The dump format needs to reference concepts that we *know* are
general enough to never change. These concepts must exist
independently of any internal node-id schema, or any DB storage
backend. In other words, we're talking about the basic ideas in
our original "design spec" from May 2000.
Format Semantics
================
Here are the timeless semantics of our fs design -- the things that
would be stored in our dump format.
- A filesystem is an array of trees.
Each tree is called a "revision" and has unversioned properties attached.
- A revision has a tree of "nodes" hanging off of it.
Actually, the nodes in the filesystem form a DAG. A revision
always points to an initial node that represents the 'root' of some tree.
- The majority of a tree's nodes are hard-links (references) to
nodes that were created in earlier trees.
- A node contains
- versioned text
- versioned properties
- predecessor history: "which node am I a variant of?"
- copy history: "which node am I a copy of?"

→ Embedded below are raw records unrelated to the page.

PR #179, opened 2019-03-24
Use requestTxReceipts in WalletInfoCollector

### LINKED ISSUE #94: Detect active accounts by transaction history (and balance)
Instead of just by balance.

Bettelstab:
Needs https://github.com/nimiq/nano-api/pull/6 and https://github.com/nimiq/network/pull/6 to be merged first.

Resolves #94.


src/lib/WalletInfoCollector.ts
```diff
@@ -92,14 +92,16 @@ export default class WalletInfoCollector {
...
+            // find accounts with a balance > 0 and/or transaction receipts
             foundAccounts = [];
             const balances = await WalletInfoCollector._getBalances(derivedAccounts!);
             for (const account of derivedAccounts!) {
                 const balance = balances.get(account.address);
-                if (balance === undefined || balance === 0) continue;
-                foundAccounts.push(account);
+                const hasBalance = balance !== undefined && balance !== 0;
+                const receipts = await NetworkClient.Instance.requestTransactionReceipts(account.address);
+                if (hasBalance || receipts.length > 0) {
```
sisou: Please only get receipts when `hasBalance` is false, as the receipt getting creates unnecessary network congestion and delay otherwise.

Another problem we will encounter is rate-limiting for receipts getting. `FullConsensusAgent` has a rate-limit of 30/min for transaction-receipts requests: https://github.com/nimiq-network/core/blob/master/src/main/generic/consensus/full/FullConsensusAgent.js#L469, https://github.com/nimiq-network/core/blob/master/src/main/generic/consensus/full/FullConsensusAgent.js#L591.

Thus the question is if we can switch the peer that we request from, if we have another full peer available.

This brings me to the third problem: Receipts getting only works, when we are actually connected to a full node (which is not always the case, as found in the Safe sometimes), so this needs error handling.

Bettelstab: Puh. Sounds like stuff that should be handled elsewhere...

src/lib/WalletInfoCollector.ts
```diff
@@ -92,14 +92,19 @@ export default class WalletInfoCollector {
...
             const balances = await WalletInfoCollector._getBalances(derivedAccounts!);
             for (const account of derivedAccounts!) {
                 const balance = balances.get(account.address);
-                if (balance === undefined || balance === 0) continue;
-                foundAccounts.push(account);
+                if (balance !== undefined && balance !== 0) {
+                    foundAccounts.push(account);
+                    continue;
+                }
+                const receipts = await NetworkClient.Instance.requestTransactionReceipts(account.address);
```
danimoh: Instead of `await` in the for loop, use `Promise.all` by executing the loop code as promises for each derived account

test.ts
```diff
@@ -0,0 +1,10 @@
+interface Foo {
+    mounted?(): void;
+}
+
+
+class MyFoo implements Foo {
+    private mounted() {
+        return 123;
+    }
+}
```
danimoh: :sweat_smile:

Bettelstab:
Note: Before merging this, we should redeploy network.

src/views/LoginSuccess.vue
```diff
@@ -81,8 +90,14 @@ export default class LoginSuccess extends Vue {
             })),
         };
 
-        this.title = 'Your account is ready.';
-        this.state = Loader.State.SUCCESS;
+        if (this.gotError) {
+            this.state = Loader.State.WARNING;
+            this.title = `Your addresses may be
+incomplete.`;
```
sisou: I think it's bad UX when the user gets automatically redirected after seeing a warning. I think in case of the warning, the user needs to explicitly click a "Ok, check my account" action button in the warning screen and _not_ get automatically redirected back to the Safe.

sisou: Additionally, you should set the `status` on the `Loader` to add some more text, for example: "We might have missed used addresses that have no balance."

sisou: But only the above text, if that was actually the error coming from the WalletInfoCollector. If another core error happened, that should be displayed.

src/views/LoginSuccess.vue
```diff
@@ -66,6 +69,12 @@ export default class LoginSuccess extends Vue {
         });
     }
 
+    private _onCollectAddressesError(error: Error) {
+        this.gotError = true;
+        // FIXME this.$raven is undefined
+        // this.$raven.captureException(error);
```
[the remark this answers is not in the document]
Bettelstab: No :(

danimoh:
Note, that I'll add a warning in `SignupLedger` once this PR is otherwise ready to merge

src/lib/WalletInfoCollector.ts
```diff
@@ -27,6 +27,8 @@ export default class WalletInfoCollector {
         initialAccounts?: BasicAccountInfo[],
         // tslint:disable-next-line:no-empty
         onUpdate: (walletInfo: WalletInfo, currentlyCheckedAccounts: BasicAccountInfo[]) => void = () => {},
+        // tslint:disable-next-line:no-empty
+        onError: (error: Error) => void = () => {},
```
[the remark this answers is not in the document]
Bettelstab: I'll better change the result type of collectWalletInfo then, to contain such an error. But for errors not specific to single receipt requests the standard procedure should be sufficient: try and catch, like it's already done in LoginSucces.

src/lib/WalletInfoCollector.ts
```diff
@@ -92,20 +94,39 @@ export default class WalletInfoCollector {
...
-                }
-                const receipts = await NetworkClient.Instance.requestTransactionReceipts(account.address);
-                if (receipts.length > 0) {
-                    foundAccounts.push(account);
+                    foundAddresses.push(account.address);
                 }
             }
+
+            // for accounts with balance 0 check if there are transactions
+            const addressesToCheck = derivedAccounts.map((account) => account.address)
```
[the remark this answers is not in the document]
sisou: That's unreasonable. There is no measurable difference between accessing an object property and an array directly. Since there is no computation involved in getting the address here, I think adding yet another variable is unnecessary.

src/views/LoginSuccess.vue
```diff
@@ -90,20 +94,31 @@ export default class LoginSuccess extends Vue {
...
     private get status() {
         return !this.retrievalFailed ? 'Connecting to Nimiq...' : 'Address retrieval failed. Retrying...';
     }
+
+    private get message() {
+        return this.receiptsError && 'We might have missed used addresses that have no balance.';
+    }
+
+    private get action() {
+        return this.receiptsError && 'Check account';
```
sisou: I'd call this action `Go to account` I think, because with 'Check account' I would expect that the app does another check.

sisou:
Updated network (with @nimiq/nano-api v0.2.1) is deployed.

Bettelstab:
@danimoh Otherwise ready to merge, I guess. (After my next commit)

src/lib/WalletInfoCollector.ts
```diff
@@ -128,7 +161,8 @@ export default class WalletInfoCollector {
 
     private static _initializeDependencies(walletType: WalletType): void {
         WalletInfoCollector._networkInitializationPromise =
-            WalletInfoCollector._networkInitializationPromise || NetworkClient.Instance.init();
+            WalletInfoCollector._networkInitializationPromise
+                || (NetworkClient.createInstance(Config.networkEndpoint)).init();
```
sisou:
```suggestion
                || NetworkClient.createInstance(Config.networkEndpoint).init();
```

src/lib/WalletInfoCollector.ts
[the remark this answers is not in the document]
danimoh: Of course there is no performance difference, it's a question of code style.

The history values can be non-existent (meaning the node is
completely new), or can have a value of {revision, path}.
------------------------------------------------------------------------
Refinement of proposal #2: (after discussion with gstein)
=========================
Each node starts with RFC822-style headers at the top. The final
header is a 'Content-length:', followed by the content, so record
boundaries can be inferred.
The content section has two implicit parts: a property hash, and the
fulltext. The division between these two sections is implied by the
"PROPS-END\n" tag at the end of the prophash. In the case of a
directory node or a revision, only the prophash is present.